Any idea if I can fit this onto a ECM Classika PID?


----------



## jscott (Jun 25, 2019)

devenm96 said:


> Any idea if I can fit this onto a ECM Classika PID?


 Yes, you should be able to. Whole latte love are selling the Classika with the flow control kit pre-installed in the US


----------



## DavecUK (Aug 6, 2013)

Nicknak said:


> I have had mine fitted for over 2 months . Dead easy to fit and use . No burns here .. If you touch any metal part on the e61 it will be hot . The thing turns very easy ...


----------



## tohenk2 (Oct 11, 2017)

I now have one too.

It seems to be a v2 (smaller, round knob) and in the "Whole Latte Love" video they said the v2 should be able to shut off the flow completely.

Therfore I was expecting to be able to stop the flow completely, but mine does not/is not able to do that. It does slow down the flow, or decreases the volume per second (if measured without puck and only boilerpressure). I already contacted ECM via e-mail, but so far I got no response whatsoever. So - are there other units able to shut down the flow completely? (I set the pressure to test it at boiler pressure only...)


----------



## jscott (Jun 25, 2019)

tohenk2 said:


> I now have one too.
> 
> It seems to be a v2 (smaller, round knob) and in the "Whole Latte Love" video they said the v2 should be able to shut off the flow completely.
> 
> Therfore I was expecting to be able to stop the flow completely, but mine does not/is not able to do that. It does slow down the flow, or decreases the volume per second (if measured without puck and only boilerpressure). I already contacted ECM via e-mail, but so far I got no response whatsoever. So - are there other units able to shut down the flow completely? (I set the pressure to test it at boiler pressure only...)

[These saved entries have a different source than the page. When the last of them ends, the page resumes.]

PR #4665, opened 2022-04-25
Configurable Delayed Save and Upload

Ashod:
Adds support to configure the minimum time between save and upload (in case of retrying failed attempts).

- wsd: add min_time_between_save_ms config
- wsd: add min_time_between_upload_ms config
- wsd: config: merge auto- and idle-save comment and make uint
- wsd: move the autosave interval into SaveManager
- wsd: cosmetic and logging 
- wsd: move minTimeBetweenSaves into SaveManager 
- wsd: move minTimeBetweenUploads into StorageManager 
- wsd: remove lastUploadTime as it is redundant

### DIFF
--- a/coolwsd.xml.in
+++ b/coolwsd.xml.in
@@ -52,6 +52,7 @@
         <limit_load_secs desc="Maximum number of seconds to wait for a document load to succeed. 0 for unlimited." type="uint" default="100">100</limit_load_secs>
         <limit_store_failures desc="Maximum number of consecutive save-and-upload to storage failures when unloading the document. 0 for unlimited (not recommended)." type="uint" default="5">5</limit_store_failures>
         <limit_convert_secs desc="Maximum number of seconds to wait for a document conversion to succeed. 0 for unlimited." type="uint" default="100">100</limit_convert_secs>
+        <min_time_between_saves_ms desc="Minimum number of milliseconds between saving the document on disk." type="uint" default="500">500</min_time_between_saves_ms>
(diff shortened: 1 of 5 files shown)


mmeeks (approved):
Some thoughts. Not so impressed by the cosmetic changes.
Otherwise - it looks ok. What happens when we hit save manually - and yet we did that sub <timeout> earlier ? looks like that would be dropped, and not re-done after a short delay. Similarly if we save before closing a doc (and why not) - then make a small tweak - looks like we would not-quite busy-loop there waiting for the chance for autoSaveAndStop to do something.

Nevertheless - I guess all this code gives a Nextcloud time to get its locking done and its thumbnailing actioned between us saving and saving again - and not getting confused.

Ashod:
Thanks @mmeeks, great feedback!

> What happens when we hit save manually - and yet we did that sub earlier ? looks like that would be dropped, and not re-done after a short delay. 

Manual saving should be "forced" so it wouldn't be subject to this logic. Unfortunately, we currently have a single `force` flag which is used both to clobber the version in storage and to force saving. Plan is to separate them and then it should be trivial to make manual saves forced, without conflating it with clobbering in storage (which obviously is dangerous).

Until then, it shouldn't be common to have a modify + save issued within the 500ms delay (modify is necessary because we don't save when nothing is modified by default).

> Similarly if we save before closing a doc (and why not) - then make a small tweak - looks like we would not-quite busy-loop there waiting for the chance for autoSaveAndStop to do something.

For closing, we are generally more aggressive. I'll double check that we don't become a hostage to this delay.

 You should be able to set it so it turns off completely, if you unscrew the round black knob, you can lift the top part of the flow control device, turn it all the way to the right making sure it isn't completely touching the main body of the E61 mushroom before you tighten the knob again (it can help if you place a piece of paper in the gap while you do this)


----------



## Border_all (Dec 19, 2019)

Can i ask a numb nut question please 😁. Watched a YouTube video about flow control pre infusion this is the daft bit what is different if i switch flow on for a few seconds and switch off again. It still puts water in but not controlled later in the shot


----------



## jscott (Jun 25, 2019)

Border_all said:


> Can i ask a numb nut question please 😁. Watched a YouTube video about flow control pre infusion this is the daft bit what is different if i switch flow on for a few seconds and switch off again. It still puts water in but not controlled later in the shot


 Yes you can do that but you have to be careful you don't lower the lever completely as that will empty the pre-infusion chamber in the group and possibly disrupt the coffee puck, ruining the extraction. You need to lower it to just the midway position where the pump has only just turned off (so the switch behind the E61 lever is no longer engaged).

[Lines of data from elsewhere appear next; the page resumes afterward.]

PR #4667, opened 2022-04-25
jsdialog: fontwork dialog fix

eszkadev:
fixes selection in fontwork dialog - regression from last jsdialog updates


lpranam (approved):
works as expected :)

PR #4668, opened 2022-04-25
Remember last UI mode

eszkadev:
This also makes us sure we are in sync due to
single point of knowledge about UI Mode


merttumer (approved):
works as expected

PR #4670, opened 2022-04-25
Remember last UI mode (21.11)

eszkadev:
This also makes us sure we are in sync due to
single point of knowledge about UI Mode


eszkadev:
was approved for master already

But with that method the flow rate is still the stock flow (~7.5ml/sec for my Profitec vibe pump E61). With the flow control you can reduce the flow to <1ml/sec where you can do a Slayer style pre-infusion of 20-30 seconds+ for example.

I like having mine to play with and I have had some fantastic 60+ second shots using lighter roasted coffee, but most of the time for medium/dark roasted coffees I just use it set to the stock flow rate. It's another variable to control and can sometimes over complicate things a bit. I find the stock pre-infusion from the E61 group is perfectly fine for most beans I've tried.


----------



## B-Roadie (Feb 29, 2016)

tohenk2 said:


> I now have one too.
> 
> It seems to be a v2 (smaller, round knob) and in the "Whole Latte Love" video they said the v2 should be able to shut off the flow completely.
> 
> Therfore I was expecting to be able to stop the flow completely, but mine does not/is not able to do that. It does slow down the flow, or decreases the volume per second (if measured without puck and only boilerpressure). I already contacted ECM via e-mail, but so far I got no response whatsoever. So - are there other units able to shut down the flow completely? (I set the pressure to test it at boiler pressure only...)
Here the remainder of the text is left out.